I note that the stuff makes the bottles very slick. Broke my first-ever bottle in the cleaning process. Slipped right out of my hand. Is that bad luck?

I now am about halfway to having the 120 or so bottles I will need for the strawberry wine through their first cleaning. Plenty of time to get these prepped. I like to do 24-30 at a time and just plunk away at it until I have what I need for whatever run I'm going to make.


----------



## robie (May 21, 2012)

jswordy said:


> Well, I finally tried some unscented Oxyclean and results were uneven compared to just a plain old water soak. I let the bottles soak overnight. Some labels did come off, but I thought a lot more would fall off than did, and many of even the cheapo wine labels had to be scraped off. I'd say maybe 5 fell off from a 30-bottle batch.
> 
> It did seem to help in getting the glue off the bottles once the labels were off.
> 
> ...



Gotta watch soaking in oxyclean too long. It can create a film that is very hard to get off.

I started off using Desolv-It to dissolve the glue, but I ran out of the bottle I bought 5 years ago. When I bought a fresh bottle, I noticed right away the formula had changed (price goes up, quality goes down!). It just won't fully dissolve the glue now.


----------



## jswordy (May 21, 2012)

robie said:


> Gotta watch soaking in oxyclean too long. It can create a film that is very hard to get off.
> 
> I started off using Desolv-It to dissolve the glue, but I ran out of the bottle I bought 5 years ago. When I bought a fresh bottle, I noticed right away the formula had changed (price goes up, quality goes down!). It just won't fully dissolve the glue now.


 
Inside of the bottles were pure water, only the outside soaked. I will wash again in One Step before they get filled.


----------



## olusteebus (May 21, 2012)

jswordy said:


> I note that the stuff makes the bottles very slick. Broke my first-ever bottle in the cleaning process. Slipped right out of my hand. Is that bad luck?

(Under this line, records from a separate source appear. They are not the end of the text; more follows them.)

PR #2984, opened 2020-04-21
NMS-12653: Remove remote poller

fooker:
Remove remote poller GUI, packaging and backend.

* JIRA (Issue Tracker): http://issues.opennms.org/browse/NMS-12653


fooker:
@RangerRick can you have a look at the packaging and the .spec files?

RangerRick:
The RPM spec changes look fine.  I've removed the debian remote poller stuff, looks like there's still a lot to remove.  `system-report` references, `-Dpoller.logfile`, probably basically anything that shows in `git grep -i remoting`...

fooker:
Thanks for the Debian stuff. This is not complete right now. I just wanted to get your feedback because packaging feels like black magic to me...

opennms-base-assembly/src/main/filtered/etc/events/opennms.correlation.events.xml
```diff
@@ -1,26 +1,4 @@
 <events xmlns="http://xmlns.opennms.org/xsd/eventconf">
-   <event>
```
christianpape, line 2: Don't know. Maybe we want to keep such kind of event?

opennms-config/src/test/resources/org/opennms/netmgt/config/eventd/eventconf-speedtest/eventconf.xml
```diff
@@ -1129,160 +1129,6 @@
     <alarm-data reduction-key="%uei%:%dpname%:%nodeid%:%interface%:%service%" alarm-type="3" auto-clean="false" />
 -->
   </event>
-  <!-- Remote Poller Events -->
```
christianpape, line 1132: Same here. Should we keep different events for remote outages?

opennms-base-assembly/src/main/filtered/etc/events/opennms.remote.poller.events.xml
```diff
@@ -1,59 +0,0 @@
-<events xmlns="http://xmlns.opennms.org/xsd/eventconf">
```
christianpape, line 1: Same here. Should we keep separate events for remote outages?

opennms-web-api/src/main/java/org/opennms/web/svclayer/model/LocationMonitorListModel.java
```diff
@@ -162,10 +157,7 @@ public int compare(Entry<String, String> one, Entry<String, String> two) {
             });
             for (Entry<String, String> detail : details) {
                 if (
-                    !detail.getKey().equals(PollerBackEnd.HOST_NAME_KEY) &&
```
christianpape, line 165: Wait! What?

fooker: It's just to get it working. Have to revisit this code anyways.

opennms-base-assembly/src/main/filtered/etc/events/opennms.correlation.events.xml
fooker: Then we will recreate it...

opennms-base-assembly/src/main/filtered/etc/events/opennms.remote.poller.events.xml
fooker: Then we will recreate it...

PR #2990, opened 2020-04-30
NMS-12654: Update remote-poller model to link service to locations instead of individual RPs

christianpape:
* JIRA: https://issues.opennms.org/browse/NMS-12654

This PR includes the model changes and the deletion of the OnmsLocationManager and all of its classes for the RP removal. This branch will compile but of course some tests will fail, since it's too much effort to keep the tests green at this stage.


opennms-model/src/main/java/org/opennms/netmgt/model/OnmsLocationMonitor.java
```diff
@@ -1,123 +0,0 @@
...
- * view of the controlling OpenNMS daemon.
- *
- * Note: this class has a natural ordering that is inconsistent
- * with equals.
- *
- * @author <a href="mailto:brozow@opennms.org">Mathew Brozowski</a>
- * @author <a href="mailto:david@opennms.org">David Hustace</a>
- */
-@Entity
-@DiscriminatorValue(OnmsMonitoringSystem.TYPE_REMOTE_POLLER)
```
fooker, line 52: The constant can be removed, too.

fooker, line 52: As the sub-class is removed, the liquibase update should ensure that all values with this type are removed from the `monitoringsystems` table, too.

christianpape: Yes, you're soooo right.

christianpape: Good catch.

opennms-webapp-rest/src/main/java/org/opennms/web/rest/v1/AvailCalculator.java
```diff
@@ -154,23 +154,23 @@ private double uptime(TimeChunk chunk, TimeIntervalSequence uptime) {
     }
     
     public static class ServiceAvailCalculator {
-        Map<OnmsLocationMonitor, UptimeCalculator> m_uptimeCalculators = new HashMap<OnmsLocationMonitor, UptimeCalculator>();
```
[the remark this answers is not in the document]
christianpape: Done.

opennms-dao/src/main/java/org/opennms/netmgt/dao/support/DistributedStatusResourceType.java
```diff
@@ -117,11 +117,11 @@ public boolean isResourceTypeOnParent(OnmsResource parent) {
 
         final OnmsNode node = ResourceTypeUtils.getNodeFromResource(parent);
         final List<OnmsResource> resources = Lists.newLinkedList();
-        final Collection<LocationMonitorIpInterface> statuses = m_locationMonitorDao.findStatusChangesForNodeForUniqueMonitorAndInterface(node.getId());
+        final Collection<LocationIpInterface> statuses = m_locationSpecificStatusDao.findStatusChangesForNodeForUniqueMonitorAndInterface(node.getId());
 
-        for (LocationMonitorIpInterface status : statuses) {
-            String definitionName = status.getLocationMonitor().getLocation();
-            String id = status.getLocationMonitor().getId();
+        for (LocationIpInterface status : statuses) {
```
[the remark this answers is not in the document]
christianpape: Done.

Issue #219, opened 2023-06-21
use Broadcast Upload Extension, bug screen sharing doesn't work in the background


wzJun1:
I configured screen sharing according to this wiki: https://github.com/livekit/client-sdk-swift/wiki/iOS-Screen-Sharing

But there is a problem, after entering the background, the screen sharing stops.

`background mode` has been set. `Broadcast Upload Extension` has been imported.

but when the App enters the background, it will stop screen sharing, and the system prompts: Your App has stopped screen sharing for some reason. As shown in the picture:

![](https://s2.loli.net/2023/06/21/zIne1X4NBlk69vF.jpg)

I checked the memory usage of this Extension, it is not very high, generally between 8-20M.

By running `Broadcast Upload Extension`, some logs are recorded when the extension stops:

2023-06-21 22:06:22.890540+0800 BroadcastExtension[6966:290838] [Broadcast] server socket closed
2023-06-21 22:06:22.890778+0800 BroadcastExtension[6966:290838] [Broadcast] client connection did close nil
Program ended with exit code: 9

wzJun1:
Screen sharing in my App is normal, but after entering the background for about 1-2 seconds, it will be disconnected and the above pop-up window will be prompted.

Before entering the background, the audio streaming has been going on, and the call is normal.

wzJun1:
I print error log in `setupConnection` method in `LKSampleHandler.swift` file, `print(error)`, it is nil

I don't know what caused it, guess it's like the `Extension` process was killed

wzJun1:
I found a sample App with the same problem:

https://github.com/livekit-examples/swift-example/

elesahich:
👀

wzJun1:
> What version are you using? Same here with 1.0.13. 👀

It should be the latest version, because I am directly clone git

wzJun1:
The problem is that I used the case and the same problem occurred. Case URL:

https://github.com/livekit-examples/swift-example/

elesahich:
In my case, I think this is an iOS specific issue, as Android and Web SDK work fine even if they go into the background or something.

wzJun1:
> In my case, I think this is an iOS specific issue, as Android and Web SDK work fine even if they go into the background or something.

So is this problem insoluble? I want to seek a solution. Because I noticed that other apps do not have this issue, their screen sharing is normal, such as Zoom

elesahich:
[...]

Issue #182, opened 2023-02-24
Screen sharing stop when app in background


vuongxuantuyen:
I take screen sharing with this instruction: https://github.com/livekit/client-sdk-swift/wiki/iOS-Screen-Sharing. Every thing work fine except the screen sharing will stop when enter background. The same issue on the example application too. Do you have any idea?

hiroshihorie:
Can you try publishing an audio track before going into background ?

std-s:
@vuongxuantuyen  hi，any solution？

elesahich:
I've found a few other apps that I can reference, but implementing PiP seems to be the only way to go. Are there any solutions?

elesahich:
For me a day ago : PiP was not an answer :)......

hiroshihorie:
Hello can you try the solution here :
https://github.com/livekit/client-sdk-swift/issues/219
Set RoomOptions.suspendLocalVideoTracksInBackground to false.

vuongxuantuyen:
@hiroshihorie It work, thank you.

PR #221, opened 2023-06-23
Only suspend Camera tracks in background

hiroshihorie:
Related:
https://github.com/livekit/client-sdk-swift/issues/219
https://github.com/livekit/client-sdk-swift/issues/182


hiroshihorie:
I think this is safe to merge I will go ahead and merge this one.

PR #222, opened 2023-06-24
Add `AVSampleBufferDisplayLayer` rendering mode to `VideoView`

hiroshihorie:
This is needed for PiP.


Sources/LiveKit/Views/InternalSampleBufferVideoRenderer.swift
```diff
@@ -0,0 +1,73 @@
...
+ * distributed under the License is distributed on an "AS IS" BASIS,
+ * WITHOUT WARRANTIES OR CONDITIONS OF ANY KIND, either express or implied.
+ * See the License for the specific language governing permissions and
+ * limitations under the License.
+ */
+
+import Foundation
+import WebRTC
+
+internal class InternalSampleBufferVideoRenderer: NativeView {
```
davidzhao, line 20: What does `Internal` reference? or should we call it `AVSampleBufferDisplayLayerRenderer` ?

davidzhao (approved):
lg. just one question re: classname

Sources/LiveKit/Views/InternalSampleBufferVideoRenderer.swift
hiroshihorie: This is not exposed, the `VideoView` uses it internally as a subview.

davidzhao: got it, sounds good!

PR #226, opened 2023-07-05
e2ee

cloudwebrtc:
TODO:
- [x]  E2EE implementation
- [x]  Add to the example app

example app: https://github.com/livekit-examples/swift-example/pull/18

image

image

### DIFF
--- a/Sources/LiveKit/E2EE/E2EEManager.swift
+++ b/Sources/LiveKit/E2EE/E2EEManager.swift
@@ -20,9 +20,8 @@ import WebRTC
 @objc
 public class E2EEManager: NSObject, ObservableObject, Loggable {
     internal var room: Room?
-    internal var enabled: Bool = false
+    internal var enabled: Bool = true
     private let e2eeOptions: E2EEOptions
-    private var keyProvier: BaseKeyProvider?
     var frameCryptors = [String: RTCFrameCryptor]()
     
     public init(e2eeOptions: E2EEOptions) {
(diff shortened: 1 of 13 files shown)


Sources/LiveKit/Protocols/RoomDelegate.swift
```diff
@@ -139,6 +139,10 @@ public protocol RoomDelegateObjC: AnyObject {
     /// Same with ``ParticipantDelegate/participant(_:didUpdate:permission:)``.
     @objc optional
     func room(_ room: Room, participant: RemoteParticipant, didUpdate publication: RemoteTrackPublication, permission allowed: Bool)
+
+    /// ``Room``'e2ee state has been updated.
+    @objc(room:publication:didUpdateE2EEState:) optional
+    func room(_ room: Room, publication: TrackPublication, didUpdate e2eeState: E2EEState)
```
hiroshihorie, line 145: I was thinking of slowly migrating to a more explicit delegate signature,
for example didUpdateXXXXX instead of so many `didUpdate` delegates now.

Sources/LiveKit/E2EE/E2EEManager.swift
```diff
@@ -0,0 +1,139 @@
...
+ * See the License for the specific language governing permissions and
+ * limitations under the License.
+ */
+
+import Foundation
+import WebRTC
+
+@objc
+public class E2EEManager: NSObject, ObservableObject, Loggable {
+    internal var room: Room?
```
hiroshihorie, line 22: This might be better a `weak` var.

hiroshihorie (approved):
Will push minor changes, can you run example if everything works as expected ?

Sources/LiveKit/Protocols/RoomDelegate.swift
hiroshihorie: fixed 👇

Sources/LiveKit/E2EE/E2EEManager.swift
hiroshihorie: fixed 👇

cloudwebrtc:
okay, I'll run the example again later to make sure it works correctly

hiroshihorie:
@cloudwebrtc 
I tried the example app looks great !
What do you think about merging this one ?

cloudwebrtc:
yeah, I think the PR can be merged

PR #231, opened 2023-07-19
Convenience method to check cam / mic permissions

hiroshihorie:


Sources/LiveKit/LiveKit+DeviceHelpers.swift
```diff
@@ -0,0 +1,44 @@
...
+
+            let status = AVCaptureDevice.authorizationStatus(for: type)
+            switch status {
+            case .notDetermined:
+                if !(await AVCaptureDevice.requestAccess(for: type)) {
+                    return false
+                }
+            case .restricted, .denied: return false
+            case .authorized: continue // No action needed for authorized status.
+            @unknown default: fatalError("Unknown AVAuthorizationStatus")
```
davidzhao, line 38: would this crash the app? it seems better to just return false and log an error?

davidzhao (approved):

PR #233, opened 2023-07-26
Optimize BufferCapturer for non-screen share use case

hiroshihorie:
H264 encoder uses different optimizations for screen share / non-screen share.


davidzhao (approved):
lg

PR #237, opened 2023-08-14
Expose `RTCAudioProcessingModule` and `AudioTrack.add(audioRenderer:)`

hiroshihorie:


Sources/LiveKit/Track/Local/LocalAudioTrack.swift
```diff
@@ -77,6 +77,16 @@ public class LocalAudioTrack: Track, LocalTrack, AudioTrack {
             return didUnpublish
         }
     }
+
+    public func add(audioRenderer: RTCAudioRenderer) {
```
davidzhao, line 81: I didn't realize this works for local tracks too! that's great

davidzhao (approved):

PR #242, opened 2023-08-30
Maintain specified resolution for simulcast

hiroshihorie:
When simulcast is enabled (or if simulcastLayers is explicitly specified) I think the developer doesn't expect the resolution to be anything other than specified.

If simulcast is not enabled (single layer), I think it's ok to drop resolution when network isn't great.

### DIFF
--- a/Sources/LiveKit/Participant/LocalParticipant.swift
+++ b/Sources/LiveKit/Participant/LocalParticipant.swift
@@ -158,14 +158,17 @@ public class LocalParticipant: Participant {
             track.set(transport: publisher,
                       rtpSender: transceiver.sender)
 
-            // prefer to maintainResolution for screen share
-            if case .screenShareVideo = track.source {
-                self.log("[publish] set degradationPreference to .maintainResolution")
-                let params = transceiver.sender.parameters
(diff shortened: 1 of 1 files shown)


Sources/LiveKit/Participant/LocalParticipant.swift
```diff
@@ -158,14 +158,17 @@ public class LocalParticipant: Participant {
...
-                self.log("[publish] set degradationPreference to .maintainResolution")
-                let params = transceiver.sender.parameters
-                params.degradationPreference = NSNumber(value: RTCDegradationPreference.maintainResolution.rawValue)
-                // changing params directly doesn't work so we need to update params
-                // and set it back to sender.parameters
-                transceiver.sender.parameters = params
+            if track is LocalVideoTrack {
+                let publishOptions = (publishOptions as? VideoPublishOptions) ?? self.room._state.options.defaultVideoPublishOptions
+                // if simulcast is enabled, degrade resolution by using server's layer switching logic instead of WebRTC's logic
+                if publishOptions.simulcast {
```
davidzhao, line 164: should it also set to maintain resolution when it's screenshare?

davidzhao (approved):

PR #245, opened 2023-09-14
WebSocket: Migrate to async/await from Promises lib

hiroshihorie:
First step of migrating internals to use async/await instead of Promises lib.


davidzhao (approved):
lgtm

PR #248, opened 2023-09-19
fix bug for e2ee.

cloudwebrtc:
Remove the storage of rtpSender/rtpReceiver from the participant, which will cause the rtpSender/rtpReceiver of audio and video to be overwritten.


hiroshihorie (approved):
Over use of forced unwrapping gives me anxiety 😅
But other than that it looks good.

cloudwebrtc:
@hiroshihorie oka， added a nil pointer check
https://github.com/livekit/client-sdk-swift/pull/248/commits/691b28df55107163b8e7ecd9774b7f550eebf0dc

hiroshihorie:
lg!

PR #263, opened 2023-10-21
Fix: `CameraCapturer` report actual frame dimensions

hiroshihorie:
Fix: `CameraCapturer` report actual frame dimensions, instead of reporting dimensions in options as initial dimensions.


davidzhao:
nice fix!

PR #272, opened 2023-11-06
Make `LocalParticipant` non-Optional

hiroshihorie:
I found `Room.localParticipant` being optional inconvenient so this PR makes it always available. (for v2)

`sid`, `identity`, `name` will all be an empty string for LocalParticipant until it connects.
I'm still thinking if this should be a `String?` instead.


davidzhao (commented):
nice!

PR #280, opened 2023-12-05
v2 API changes

hiroshihorie:


Sources/LiveKit/Participant/Participant.swift
```diff
@@ -53,7 +53,7 @@ public class Participant: NSObject, ObservableObject, Loggable {
     public var joinedAt: Date? { _state.joinedAt }
 
     @objc
-    public var tracks: [String: TrackPublication] { _state.tracks }
+    public var tracksPublications: [Sid: TrackPublication] { _state.tracks }
```
lukasIO, line 56: nit: in the JS version this is called `trackPublications` with the plural `s` only on publications. I think it would be good to align this across platforms

Sources/LiveKit/Participant/LocalParticipant.swift
```diff
@@ -307,7 +307,7 @@ public class LocalParticipant: Participant {
     @objc
     public func publish(data: Data,
```
lukasIO, line 308: can we rename this to `publishData`, too, so that it's easier to refer to the same API in the docs?

Sources/LiveKit/Participant/Participant.swift
hiroshihorie: Oops, this is a refactoring typo

PR #1003, opened 2026-05-12
Expose keyDerivationAlgorithm on KeyProviderOptions (#997)

### LINKED ISSUE #997: Cannot subclass BaseKeyProvider to use RTCKeyDerivationAlgorithmHKDF

john-rocky:
Fixes #997.

\`BaseKeyProvider\` is \`final\` and \`rtcKeyProvider\` is module-internal, so apps that need \`RTCKeyDerivationAlgorithmHKDF\` had no way to reach the underlying \`LKRTCFrameCryptorKeyProvider\` to swap the KDF. The Android SDK already exposes this via \`KeyProvider.Options.keyDerivationAlgorithm\` ([\`client-sdk-android@2.24.0\`](https://github.com/livekit/client-sdk-android/releases/tag/v2.24.0)), so this brings the iOS surface in line with the suggestion from the issue thread ("we can just parametrize it ⏫ without changing access levels").

### Changes
- Add public \`KeyDerivationAlgorithm\` enum (\`.pbkdf2\` / \`.hkdf\`) so callers don't need to touch \`LiveKitWebRTC\` types — the underlying \`internal import\` stays internal.
- Add \`keyDerivationAlgorithm: KeyDerivationAlgorithm = .pbkdf2\` to \`KeyProviderOptions\` (default keeps the previous behavior) plus matching \`isEqual\` / \`hash\` updates.
- Route both \`BaseKeyProvider\` inits through a single private \`makeRTCProvider(options:)\` helper that uses the full \`LKRTCFrameCryptorKeyProvider\` init exposing \`keyDerivationAlgorithm\`. \`discardFrameWhenCryptorNotReady\` is passed as \`false\` to preserve the previous behavior (the older inits never surfaced it).

### Usage

\`\`\`swift
let provider = BaseKeyProvider(options: KeyProviderOptions(
    sharedKey: true,
    keyDerivationAlgorithm: .hkdf
))
\`\`\`

### Test
\`\`\`
$ xcodebuild build -scheme LiveKit -destination 'platform=macOS'
** BUILD SUCCEEDED **
\`\`\`

\`xcodebuild test -only-testing LiveKitCoreTests\` requires a local \`livekit-server --dev\` per AGENTS.md, so I didn't run the integration suite. The change is API-shape only and the default keeps the existing PBKDF2 wiring unchanged.

### DIFF
--- a/Sources/LiveKit/E2EE/KeyProvider.swift
+++ b/Sources/LiveKit/E2EE/KeyProvider.swift
@@ -25,6 +25,18 @@ public let defaultRatchetWindowSize: Int32 = 0
 public let defaultFailureTolerance: Int32 = -1
 public let defaultKeyRingSize: Int32 = 16
 
+/// Key-derivation algorithm used by the underlying frame cryptor.
+///
+/// Mirrors the LiveKit Android SDK's `KeyProvider.Options.keyDerivationAlgorithm`
+/// so that cross-platform encryption setups can agree on the same KDF without
+/// reaching into `LiveKitWebRTC` directly. Defaults to PBKDF2, matching the
+/// previous behavior of this SDK.
+@objc
+public enum KeyDerivationAlgorithm: Int, Sendable {
+    case pbkdf2 = 0
+    case hkdf = 1
+}
+
 @objcMembers
 public final class KeyProviderOptions: NSObject, Sendable {
     public let sharedKey: Bool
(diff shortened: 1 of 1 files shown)


pblazej:
Is there any improvement over the (duplicated) https://github.com/livekit/client-sdk-swift/pull/999?

PR #1012, opened 2026-05-14
Fix Room.sid resolution from room updates

### LINKED ISSUE #1009: Room.sid() resolves with empty SID when room SID arrives in a later room update
**Describe the bug**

Only if it was full of wine. 

I have used oxiclean and let it soak overnight. Then I took a piece of wood (1x2) and scraped off the labels. No problems at all. 

I then took a skotch brite "scrunge" pad (red or black) that I got from an auto paint supply house. You can get them here or at several places I am sure. http://www.amazon.com/dp/B000GAZ75W/?tag=skimlinks_replacement-20

That really cleans them up.


----------



## Runningwolf (May 21, 2012)

Jim, that is the same process as I use. I also use the green Scotch Brite Pad that can be bought at any grocery store during the final rinse to ensure all glue and bits of paper are off. You are absolutely right about being slick. This is when the Buon Vino spray wand comes in handy. After pulling the plug on the sink I rinse all the bottles and the sides of the sink off with this. Thats takes all the slipperyness away. Then I go over each bottle with the scotch brite under slow running hot water as I empty the bottle.


----------



## robie (May 22, 2012)

jswordy said:


> Inside of the bottles were pure water, only the outside soaked. I will wash again in One Step before they get filled.



That works! 

Since the DESOLV-IT no longer does the job, I am going to have to try another technique. I am getting ready to do some serious bottling, so I'll try the oxiclean and scotch brite pad to see how it works for me. I've been doing it the other way for a long time, though, and hate it doesn't work well anymore.


----------



## joeswine (May 22, 2012)

*soak time*

I find that if you let the chemicals do the work over a short period of time ,you can do 24at a time in a two week period with little to know effort ,but you have to let IT soak,WITH WHAT EVER YOUR USING AS A CLEANER (IN MY CASE B-BRITE OR ONE STEP ,AND A 1/2 GLASS OF BLEACH TO A 15 GALLON CONTAINER OF WATER,THIS NOT ONLY DIS EFFECTS, IT HELPS CUT THOUGHT THE HEAVIER GLUED LABELS,LET TIME DO THE WORK FOR YOU,..........


----------



## Julie (May 22, 2012)

robie said:


> That works!
> 
> Since the DESOLV-IT no longer does the job, I am going to have to try another technique. I am getting ready to do some serious bottling, so I'll try the oxiclean and scotch brite pad to see how it works for me. I've been doing it the other way for a long time, though, and hate it doesn't work well anymore.



How about Goo Gone?


----------



## joeswine (May 22, 2012)

*Not helpfull*

Chemical eradicating glue removers are to harsh to be used around food containers,unless you have a way afterward of disinfectant and sanitizing,you'll never be sure you got it perfectly removed from the bottles inside or out,sotchbrite pads are the way to go with a little help from comet cleanser if required ,sometimes the very stiff glue will not come of ,that's the time not to waist to much effort and dis-guard...


----------



## robie (May 22, 2012)

Julie said:


> How about Goo Gone?



I haven't tried that one, Julie. I'm glad you mentioned it; I'll give it a try before I switch techniques. The DESOLV-IT really used to work well. I would scrap off the label, then spray the bottle with it. In 15 minutes I could rinse with warm water and all the glue was gone leaving nothing but a shiny clean bottle. Not any more!


----------



## Julie (May 22, 2012)

robie said:


> I haven't tried that one, Julie. I'm glad you mentioned it; I'll give it a try before I switch techniques. The DESOLV-IT really used to work well. I would scrap off the label, then spray the bottle with it. In 15 minutes I could rinse with warm water and all the glue was gone leaving nothing but a shiny clean bottle. Not any more!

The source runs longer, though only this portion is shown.